Nominee  Votes For   Votes Against   Abstentions   Broker Non-Votes 
Jonathan M. Rothberg, Ph.D.   583,408,505    20,217,283    103,761    37,851,359 
Todd M. Fruchterman, M.D., Ph.D.   594,339,165    9,282,333    108,051    37,851,359 
Larry Robbins   594,776,751    8,842,236    110,562    37,851,359 
Dawn Carfora   594,638,310    8,793,060    298,179    37,851,359 
Elazer Edelman, M.D., Ph.D.   594,684,769    8,752,374    292,406    37,851,359 
John Hammergren   594,510,684    8,908,562    310,303    37,851,359 
Gianluca Pettiti   594,646,853    8,771,798    310,898    37,851,359 
S. Louise Phanstiel   594,555,393    8,858,336    315,820    37,851,359 
Erica Schwartz, M.D., J.D., M.P.H.   601,401,860    2,028,131    299,558    37,851,359 

 

2.       The appointment of Deloitte & Touche LLP as the Company’s independent registered public accounting firm for the fiscal year ending December 31, 2022 was ratified, based on the following results:

 

Votes For   Votes Against   Abstentions 
 640,493,809    754,746    332,353 

 

3.       On an advisory basis, the compensation of the Company’s named executive officers as disclosed in the proxy statement was approved, based on the following votes:

 

Votes For   Votes Against   Abstentions   Broker Non-Votes 
 573,285,942    30,100,760    342,847    37,851,359 

 

4.       On an advisory basis, “one year” for the frequency of holding an advisory vote on the compensation of the Company’s named executive officers was approved, based on the following votes:

 

One (1) Year     Two (2) Years     Three (3) Years     Abstentions     Broker Non-Votes  
  602,838,687       221,009       296,937       372,916       37,851,359  

 

(d) In accordance with the stockholder voting results, in which “one year” received the highest number of votes cast on the advisory vote regarding the frequency of holding an advisory vote on the compensation of the Company’s named executive officers, and the Board of Directors’ recommendation in the proxy statement for the Company’s 2022 Annual Meeting of Stockholders, the Board of Directors has determined that future stockholder advisory votes on executive compensation will occur every year.
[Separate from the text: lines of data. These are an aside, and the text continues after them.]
PR #26, opened 2023-07-17
Add `host_filter: "true"` to default metrics values. 

nlederman:
Chart renders with an empty value without this.

Further in the values, the configmap passed to grafana references a `Values.prom_config.host_filter` which is never initialized.

In our environment this was resulting in memory spikes for the grafana agent that cause an OOM crash loop. Adding this value in as a default appears to stop this, and brings things in line with the previously-used kustomize definition.

### DIFF
--- a/charts/internal/metrics/values.yaml
+++ b/charts/internal/metrics/values.yaml
@@ -17,7 +17,7 @@ grafana-agent:
       scrape_timeout: 10s
       scrape_body_size_limit: 50MB
       scrape_cadvisor_action: keep
-      host_filter: "true"
+      host_filter: "false"
       # the following metrics are exported with 0 values in default cadvisor installs
       # see
       # - https://github.com/kubernetes/kubernetes/issues/60279
--- a/charts/internal/metrics/values.yaml
+++ b/charts/internal/metrics/values.yaml
@@ -17,6 +17,7 @@ grafana-agent:
       scrape_timeout: 10s
       scrape_body_size_limit: 50MB
       scrape_cadvisor_action: keep
+      host_filter: "true"
       # the following metrics are exported with 0 values in default cadvisor installs
       # see
       # - https://github.com/kubernetes/kubernetes/issues/60279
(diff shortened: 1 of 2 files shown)


obs-gh-jeremyjackins:
Thanks for catching this. Looking at our kustomize manifests, as well as the effect of `host_filter`, it looks like this should be set when we run grafana-agent in daemonset mode, e.g. in the examples/stack/values-xl.yaml config. Can you confirm whether you are running grafana-agent in daemonset mode?

charts/internal/metrics/values.yaml
```diff
@@ -17,6 +17,7 @@ grafana-agent:
       scrape_timeout: 10s
       scrape_body_size_limit: 50MB
       scrape_cadvisor_action: keep
+      host_filter: "true"
```
obs-gh-jeremyjackins, line 20: I believe we should set this to "false" by default, and add a line in `examples/stack/values-xl.yaml` which overrides the value to "true", as that example config uses daemonset mode.

I believe that setting this to true in deployment mode (the default) would mean that any nodes not running a grafana-agent pod will not have metrics scraped.

nlederman: Ah, okay, I knew I shoulda figured out the root of the issue. I was looking at this against how we had things previously set with Kustomize and assumed it should be defaulted. I was thinking last night after I left the office that I shoulda figured out the actual usage of that before just assuming.

Yes, we are running this in Daemonset mode. So that would make sense then why we would need it but in a deployment you wouldn't want it.

examples/stack/values-xl.yaml
```diff
@@ -39,6 +39,8 @@ metrics:
                   - {key: kubernetes.io/os, operator: NotIn, values: [windows]}
 
     agent:
+      prom_config:
+        host_filter: "true"
```
obs-gh-jeremyjackins, line 43: The template is looking for `.Values.prom_config.host_filter`, but this change would add `.Values.agent.prom_config.host_filter`. These two lines need to be moved out of the agent block -- you can put it just under `grafana-agent` before the `controller` block.

obs-gh-jeremyjackins:
Thank you for the fix!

Accordingly, the next stockholder advisory vote on executive compensation will be held at the Company’s 2023 Annual Meeting of Stockholders. The next required stockholder advisory vote regarding the frequency of holding an advisory vote on executive compensation will be in six years at the Company’s 2028 Annual Meeting of Stockholders.

 

 

 

 

SIGNATURES

 

Pursuant to the requirements of the Securities Exchange Act of 1934, the registrant has duly caused this report to be signed on its behalf by the undersigned hereunto duly authorized.

 

  BUTTERFLY NETWORK, INC.
     
     
  By: /s/ Todd M. Fruchterman, M.D., Ph.D.
  Name:   Todd M. Fruchterman, M.D., Ph.D.